[Start of section]
PR #9296, opened 2023-07-27
af-packet: Error on invalid peer device setting

inashivb:
If the copy-iface was set to the same as the af-packet interface, the peer won't be set. This leads to segfault. Catch it and return properly.

### DIFF
--- a/src/source-af-packet.c
+++ b/src/source-af-packet.c
@@ -661,6 +661,10 @@ static void AFPWritePacket(Packet *p, int version)
     }
 
     /* Index of the network device */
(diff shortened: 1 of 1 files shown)


src/source-af-packet.c
```diff
@@ -661,6 +661,10 @@ static void AFPWritePacket(Packet *p, int version)
     }
 
     /* Index of the network device */
+    if (p->afp_v.peer == NULL) {
```
victorjulien, line 664: this shouldn't be a runtime check. We should fail to start up on this condition

victorjulien (changes requested):

PR #9308, opened 2023-07-31
af-packet: terminate on same iface and copyiface

inashivb:

Previous PR: https://github.com/OISF/suricata/pull/9307

Changes since v2:
- add void to function params

### DIFF
--- a/src/suricata.c
+++ b/src/suricata.c
@@ -1024,6 +1024,10 @@ static TmEcode ParseInterfacesList(const int runmode, char *pcap_dev)
                 SCLogError("No interface found in config for af-packet");
                 SCReturnInt(TM_ECODE_FAILED);
             }
+            int retval = CheckAFPacketIPSDevs();
+            if (retval == -1) {
+                FatalError("af-packet IPS setting is incorrect");
+            }
         }
 #endif
 #ifdef HAVE_AF_XDP
--- a/src/util-device.c
+++ b/src/util-device.c
@@ -271,6 +271,36 @@ const char *LiveGetShortName(const char *dev)
     return live_dev->dev_short;
 }
 
+int CheckAFPacketIPSDevs(void)
+{
+    ConfNode *base = ConfGetNode("af-packet");
+    ConfNode *child;
+
+    if (base == NULL)
+        return 0;
+
+    TAILQ_FOREACH (child, &base->head, next) {
+        ConfNode *subchild;
+        const char *iface = NULL, *copyiface = NULL;
+        TAILQ_FOREACH (subchild, &child->head, next) {
+            if (!strcmp(subchild->name, "interface"))
+                iface = subchild->val;
+            if (!strcmp(subchild->name, "copy-iface"))
+                copyiface = subchild->val;
+            if (iface && copyiface && !strcmp(iface, copyiface)) {
+                SCLogError("af-packet interface and copy-iface cannot be the same");
+                return -1;
+            }
+            if (iface && copyiface) {
+                iface = NULL;
+                copyiface = NULL;
+            }
+        }
+    }
+
+    return 1;
+}
+
 int LiveBuildDeviceList(const char *runmode)
 {
     return LiveBuildDeviceListCustom(runmode, "interface");
--- a/src/util-device.h
+++ b/src/util-device.h
@@ -86,6 +86,7 @@ int LiveGetDeviceCount(void);
 const char *LiveGetDeviceName(int number);
 LiveDevice *LiveGetDevice(const char *dev);
 const char *LiveGetShortName(const char *dev);
+int CheckAFPacketIPSDevs(void);
 int LiveBuildDeviceList(const char *base);
 void LiveDeviceHasNoStats(void);
 int LiveDeviceListClean(void);


src/util-device.c
```diff
@@ -271,6 +271,36 @@ const char *LiveGetShortName(const char *dev)
...
+    ConfNode *base = ConfGetNode("af-packet");
+    ConfNode *child;
+
+    if (base == NULL)
+        return 0;
+
+    TAILQ_FOREACH (child, &base->head, next) {
+        ConfNode *subchild;
+        const char *iface = NULL, *copyiface = NULL;
+        TAILQ_FOREACH (subchild, &child->head, next) {
```
victorjulien, line 285: I don't really understand what we're looping here?

src/util-device.c
```diff
@@ -271,6 +271,36 @@ const char *LiveGetShortName(const char *dev)
     return live_dev->dev_short;
 }
 
+int CheckAFPacketIPSDevs(void)
```
victorjulien, line 274: why is this in util-device?

src/suricata.c
```diff
@@ -1024,6 +1024,10 @@ static TmEcode ParseInterfacesList(const int runmode, char *pcap_dev)
                 SCLogError("No interface found in config for af-packet");
                 SCReturnInt(TM_ECODE_FAILED);
             }
+            int retval = CheckAFPacketIPSDevs();
```
victorjulien, line 1027: can this be checked in the af-packet files instead?

victorjulien (changes requested):
wouldn't it be enough to check in `ParseAFPConfig` if `strcmp(iface, out_iface) == 0` right after
```c
    if (ConfGetChildValueWithDefault(if_root, if_default, "copy-iface", &out_iface) == 1) {
        if (strlen(out_iface) > 0) {
            aconf->out_iface = out_iface;
        }
    }
```
?

src/util-device.c
inashivb: From what I understand, each of the entries in a list item like

```
 - interface: wlp0s20f3
    threads: auto 
    cluster-id: 99
    cluster-type: cluster_flow
    defrag: yes
    copy-mode: ips
    copy-iface: eth2   
```

src/util-device.c
inashivb: I thought that since we're looping for ifaces and that kinda logic seemed to already be here in this file so this might be the right place.

src/suricata.c
inashivb: Yes. As per your main suggestion since all of the other things done are invalid, it should all probably be there.

inashivb:
> wouldn't it be enough to check in `ParseAFPConfig` if `strcmp(iface, out_iface) == 0` right after
> 
> ```c
>     if (ConfGetChildValueWithDefault(if_root, if_default, "copy-iface", &out_iface) == 1) {
>         if (strlen(out_iface) > 0) {
>             aconf->out_iface = out_iface;
>         }
>     }
> ```
> 
> ?

Please note that this works but the program exits much later than the approach in this PR.
Following are the comparisons:
```
real	1m12.404s
user	0m0.007s
sys	0m0.014s
```

vs this PR:
```
real	0m1.719s
user	0m0.026s
sys	0m0.036s
```

Is this OK?

victorjulien:
Can you explain why this happens?

inashivb:
> Can you explain why this happens?

For the following conf
```
af-packet:
  - interface: enp10s0
    cluster-id: 99
    cluster-type: cluster_flow
    defrag: yes
    copy-mode: ips
    copy-iface: enp9s0

  - interface: enp9s0
    cluster-id: 98
    cluster-type: cluster_flow
    defrag: yes
    copy-mode: ips
    copy-iface: enp9s0
```

It seems to me that **with this PR**,
1. runmode is one of the first things to be determined by Suricata
2. the corresponding runmode configuration is loaded
I tried to add the check for the interface and copy-iface being correctly set as a part of (2). This made the program exit in the very initial stages.

Note: However, now, I'm thinking this is probably wrong bc we haven't established if it's the AF_PACKET IPS mode yet.

**With your approach**, I saw that a lot of things happen before we get to checking the configuration.
1. IPS mode is set
2. MTU of the ifaces is checked to be the same
3. unix socket is enabled
4. output modules are initialized
5. filestore is set up
6. detection engine is set up
  - rules are loaded from the files
  - signatures are grouped as per type
7. af-packet now activates the IPS mode in one direction (enp10s0->enp9s0)
8. Now, the other direction is checked and it is found that the copy-iface is incorrectly set

It seems to me that this is the correct approach indeed as this happens after we have established that we're dealing with the correct modes (AF_PACKET IPS in this case).
Q: Do you think it makes sense to optimize it and check the conf for correct ifaces right after (1) instead of after going over other stuff?

victorjulien:
Thanks for the analysis, I think it explains the issue well. I still think the place I suggested is the correct place to check this, however it does seem inefficient. I wonder if it makes sense to rework the initialization to do more of the config validation work earlier. Perhaps a 2 step approach, where parsing happens early, but actual start of the runtime late.

Anyway,  I think we can take the simple approach for now, and create a future work ticket for the optimizations.

PR #9406, opened 2023-08-23
Conf null/v4

inashivb:
- https://github.com/OISF/suricata/pull/9393

\+ a688944a6e73d3db429aac55e3b7058c2cf73774 &  bf564c654733b86cb9bb485a04467d51d12240bf

Previous PR: #9392 

Changes since v3:
- update function docs to better explain their use as per comments

### DIFF
--- a/src/runmode-af-packet.c
+++ b/src/runmode-af-packet.c
@@ -286,7 +286,7 @@ static void *ParseAFPConfig(const char *iface)
         }
     }
 
-    if (ConfGetChildValueWithDefault(if_root, if_default, "copy-iface", &out_iface) == 1) {
+    if (ConfGetChildValueStringWithDefault(if_root, if_default, "copy-iface", &out_iface) == 1) {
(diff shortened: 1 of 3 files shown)


suricata-qa:

Pipeline 15687

src/runmode-af-packet.c
```diff
@@ -286,7 +286,7 @@ static void *ParseAFPConfig(const char *iface)
         }
     }
 
-    if (ConfGetChildValueWithDefault(if_root, if_default, "copy-iface", &out_iface) == 1) {
+    if (ConfGetChildValueStringWithDefault(if_root, if_default, "copy-iface", &out_iface) == 1) {
         if (out_iface != NULL) {
```
jasonish, line 290: Is the point of this new function is that we can now skip this check for NULL?

inashivb: oh yes. Updating..

PR #9407, opened 2023-08-23
Analyze DPDK hugepages and be more user-friendly with non-existing user

lukashino:
PR is combination of:

- https://redmine.openinfosecfoundation.org/issues/6278
- https://redmine.openinfosecfoundation.org/issues/5966

Describe changes:
- analyze hugepages - for having allocated too many hugepages and too little/none
- tell the user that Suricata config suggest that it wants to be run as a custom user but no user is specified

pull request number.

```
SV_REPO=
SV_BRANCH=pr/1358
SU_REPO=
SU_BRANCH=
LIBHTP_REPO=
LIBHTP_BRANCH=
```

### DIFF
--- a/src/suricata.c
+++ b/src/suricata.c
@@ -2155,6 +2155,10 @@ static int InitRunAs(SCInstance *suri)
     }
     /* Get the suricata user ID to given user ID */
     if (suri->do_setuid == TRUE) {
+        if (suri->user_name == NULL) {
+            SCLogError("user name cannot be set to an empty value");
+            return TM_ECODE_FAILED;
+        }
         if (SCGetUserID(suri->user_name, suri->group_name,
                         &suri->userid, &suri->groupid) != 0) {
             SCLogError("failed in getting user ID");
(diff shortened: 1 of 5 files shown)


suricata-qa:

Pipeline 15688

src/suricata.c
```diff
@@ -2155,6 +2155,10 @@ static int InitRunAs(SCInstance *suri)
     }
     /* Get the suricata user ID to given user ID */
     if (suri->do_setuid == TRUE) {
+        if (suri->user_name == NULL) {
+            SCLogError("user name cannot be set to an empty value");
+            return TM_ECODE_FAILED;
+        }
```
jasonish, line 2161: Should we check for empty value as well instead of just null?
```
./src/suricata -T --user ""
```

src/suricata.c
```diff
@@ -2164,6 +2168,10 @@ static int InitRunAs(SCInstance *suri)
         sc_set_caps = TRUE;
     /* Get the suricata group ID to given group ID */
     } else if (suri->do_setgid == TRUE) {
+        if (suri->group_name == NULL) {
+            SCLogError("group name cannot be set to an empty value");
+            return TM_ECODE_FAILED;
+        }
```
jasonish, line 2174: Same here..

However, I wonder if we should move these checks into `util-privs.c` where some basic validation is already being done, so this is just an extra validation that seems to fit there.

jasonish (changes requested):
Comments inline.

src/suricata.c
lukashino: I didn't alter the logic on that one because it was already sanitized with the message "unable to get the user ID, check if user exist!! "

Albeit, it is true that this message can be more informative.

src/suricata.c
lukashino: move to the file as suggested.

src/suricata.c
lukashino: added a check for an empty user field

lukashino:
Continues in #9466

PR #9095, opened 2023-06-28
detect: adds flow integer keywords

catenacyber:
Link to [redmine](https://redmine.openinfosecfoundation.org/projects/suricata/issues) ticket:
https://redmine.openinfosecfoundation.org/issues/6164

Describe changes:
- detect: adds flow.pkts_toclient keyword

https://github.com/OISF/suricata-verify/pull/1267
```
SV_BRANCH=pr/1267
```

#9062 with commits squashed into one and using u64 for flow bytes count

PR #9416, opened 2023-08-30
detect: adds flow integer keywords

catenacyber:
https://redmine.openinfosecfoundation.org/issues/6164

Describe changes:
- detect: adds flow.pkts_toclient keyword

https://github.com/OISF/suricata-verify/pull/1267
```
SV_BRANCH=pr/1267
```

#9095 rebased to erase the status as changes requested and continue the debate

> Commit message needs a bit more explanation.

What do you want as an explanation ?
Doing git log --oneline | grep keyw , I see the latest added keyword is commit https://github.com/OISF/suricata/commit/9cb06d437644aba1733196087e7efd3e70d2afbb which does not have any more explanation than adding a keyword + reference to the redmine ticket...

> Also, can we support prefilter for the byte keywords?

Not obviously.
I think this would require to grow the size of the union PrefilterPacketHeaderValue (which may have perf impacts)
Any better ideas ?


suricata-qa:

Pipeline 15775

jufajardini:
The documentation change looks good to me. 
The non-zero bit flag... Looks ok, too, I think.

catenacyber:
> The non-zero bit flag... Looks ok, too, I think.

Oops, from another PR, they were merged

Now https://github.com/OISF/suricata/pull/9463

PR #9417, opened 2023-08-30
config/flow: fix division by zero

catenacyber:
https://redmine.openinfosecfoundation.org/issues/6255
https://redmine.openinfosecfoundation.org/issues/5920

Describe changes:
- Fixes commit 805b07fa4236 to really fix the division by zero if user supplies a configuration value of 0 for hash size

Replaces https://github.com/OISF/suricata/pull/9395 with earlier fix

### DIFF
--- a/src/flow.c
+++ b/src/flow.c
@@ -606,7 +606,7 @@ void FlowInitConfig(bool quiet)
             FatalError("Invalid value for flow.hash-size: NULL");
         }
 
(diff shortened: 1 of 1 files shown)


suricata-qa:

Pipeline 15778

jasonish:
Can we do a better user error message on 0, like we do for the NULL case above?

catenacyber:
> Can we do a better user error message on 0, like we do for the NULL case above?

Done in https://github.com/OISF/suricata/pull/9431

PR #9424, opened 2023-08-31
Multipart mime 3487 v18

catenacyber:

Describe changes:

Follows #9038 with rebase and squash

Still to do by me : 
- check the QA
- convert previous unit tests to SV tests


suricata-qa:
ERROR:
 

Pipeline 15791

rust/src/mime/mime.rs
```diff
@@ -0,0 +1,605 @@
+/* Copyright (C) 2021 Open Information Security Foundation
```
jasonish, line 1: 2023? Or did you write this initially in 2021?

rust/src/mime/mime.rs
```diff
@@ -0,0 +1,605 @@
...
+
+fn mime_parse_value_delimited(input: &[u8]) -> IResult<&[u8], &[u8]> {
+    let (input, _) = char('"')(input)?;
+    let mut escaping = false;
+    for i in 0..input.len() {
+        if input[i] == b'\\' {
+            escaping = true;
+        } else {
+            if input[i] == b'"' && !escaping {
+                return Ok((&input[i + 1..], &input[..i]));
```
jasonish, line 41: Could unicode mess with this.  I recently ran into this: https://github.com/jasonish/rust-suricatax-rule-parser/commit/d77c4e3ed20f0dce054bb9911b42c4efe13f80ff

rust/src/mime/mime.rs
```diff
@@ -0,0 +1,605 @@
...
+
+pub fn mime_parse_header_line(input: &[u8]) -> IResult<&[u8], &[u8]> {
+    let (input, name) = take_till(|ch: u8| ch == b':')(input)?;
+    let (input, _) = char(':')(input)?;
+    let (input, _) = take_while(is_mime_space)(input)?;
+    return Ok((input, name));
+}
+
+// s2 is already lower case
+pub fn rs_equals_lowercase(s1: &[u8], s2: &[u8]) -> bool {
```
[End of section]
- [WORK ORDER]
Give again, word for word, the lines of the listing, starting at its first line and ending with the line containing "--- a/src/util-device.c".

- [ANSWER SECTION]
PR #9296, opened 2023-07-27
af-packet: Error on invalid peer device setting

inashivb:
If the copy-iface was set to the same as the af-packet interface, the peer won't be set. This leads to segfault. Catch it and return properly.

### DIFF
--- a/src/source-af-packet.c
+++ b/src/source-af-packet.c
@@ -661,6 +661,10 @@ static void AFPWritePacket(Packet *p, int version)
     }
 
     /* Index of the network device */
(diff shortened: 1 of 1 files shown)


src/source-af-packet.c
```diff
@@ -661,6 +661,10 @@ static void AFPWritePacket(Packet *p, int version)
     }
 
     /* Index of the network device */
+    if (p->afp_v.peer == NULL) {
```
victorjulien, line 664: this shouldn't be a runtime check. We should fail to start up on this condition

victorjulien (changes requested):

PR #9308, opened 2023-07-31
af-packet: terminate on same iface and copyiface

inashivb:

Previous PR: https://github.com/OISF/suricata/pull/9307

Changes since v2:
- add void to function params

### DIFF
--- a/src/suricata.c
+++ b/src/suricata.c
@@ -1024,6 +1024,10 @@ static TmEcode ParseInterfacesList(const int runmode, char *pcap_dev)
                 SCLogError("No interface found in config for af-packet");
                 SCReturnInt(TM_ECODE_FAILED);
             }
+            int retval = CheckAFPacketIPSDevs();
+            if (retval == -1) {
+                FatalError("af-packet IPS setting is incorrect");
+            }
         }
 #endif
 #ifdef HAVE_AF_XDP
--- a/src/util-device.c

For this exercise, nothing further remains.